Instead, it seems, the most valuable thing that parents can do to help their children develop noncognitive skills-which is to say, to develop their character-may be to do nothing. To back off a bit. To let our children face some adversity on their own, to fall down and not be helped back up. When you talk today to teachers and administrators at high-achieving high schools, this is their greatest concern: that their students are so overly protected from adversity, in their homes and at school, that they never develop the crucial ability to overcome real setbacks and in the process to develop strength of character.

American children, especially those who grow up in relative comfort, are, more than ever, shielded from failure as they grow up. They certainly work hard; they often experience a great deal of pressure and stress; but in reality, their path through the education system is easier and smoother than it was for any previous generation. Many of them are able to graduate from college without facing any significant challenges.

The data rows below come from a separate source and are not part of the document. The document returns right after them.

PR #6406, opened 2026-06-29
[state] Fix overly strict state track tokenization

etiennep-chromium:
This PR fixes tokenization error when getting out of order tracks (child before parent) for state tracks.
Regular tracks don't check this, so this aligns behavior for StateTrack.
This moves the check to parsing, which would translate to a track_event_parser_errors.

### DIFF
--- a/src/trace_processor/importers/proto/proto_trace_parser_impl_unittest.cc
+++ b/src/trace_processor/importers/proto/proto_trace_parser_impl_unittest.cc
@@ -32,6 +32,7 @@
 #include "perfetto/trace_processor/basic_types.h"
 #include "perfetto/trace_processor/trace_blob.h"
 #include "perfetto/trace_processor/trace_blob_view.h"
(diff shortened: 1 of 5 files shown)


LalitMaganti:
We should add some tests here.

etiennep-chromium:
Tests added!

src/trace_processor/importers/proto/proto_trace_parser_impl_unittest.cc
```diff
@@ -1718,6 +1722,99 @@ TEST_F(ProtoTraceParserTest, TrackEventWithResortedCounterDescriptor) {
   EXPECT_EQ(rr_0.thread_dur(), 10000);
 }
 
+TEST_F(ProtoTraceParserTest, TrackEventStateOnNonStateTrack) {
```
LalitMaganti: Please make some diff tests rather than adding unittests. These are lot harder to audit and were a historical mistake. We should not be adding more here.

LalitMaganti (approved):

But if this new research is right, their schools, their families, and their culture may all be doing them a disservice by not giving them more opportunities to struggle. Overcoming adversity is what produces character. And character, even more than IQ, is what leads to real and lasting success.

Wall Street Journal. September 7, 2012

-Adapted from "How Children Succeed: Grit, Curiosity and the Hidden Power of Character" by Paul Tough, which has just been published by Houghton Mifflin Harcourt.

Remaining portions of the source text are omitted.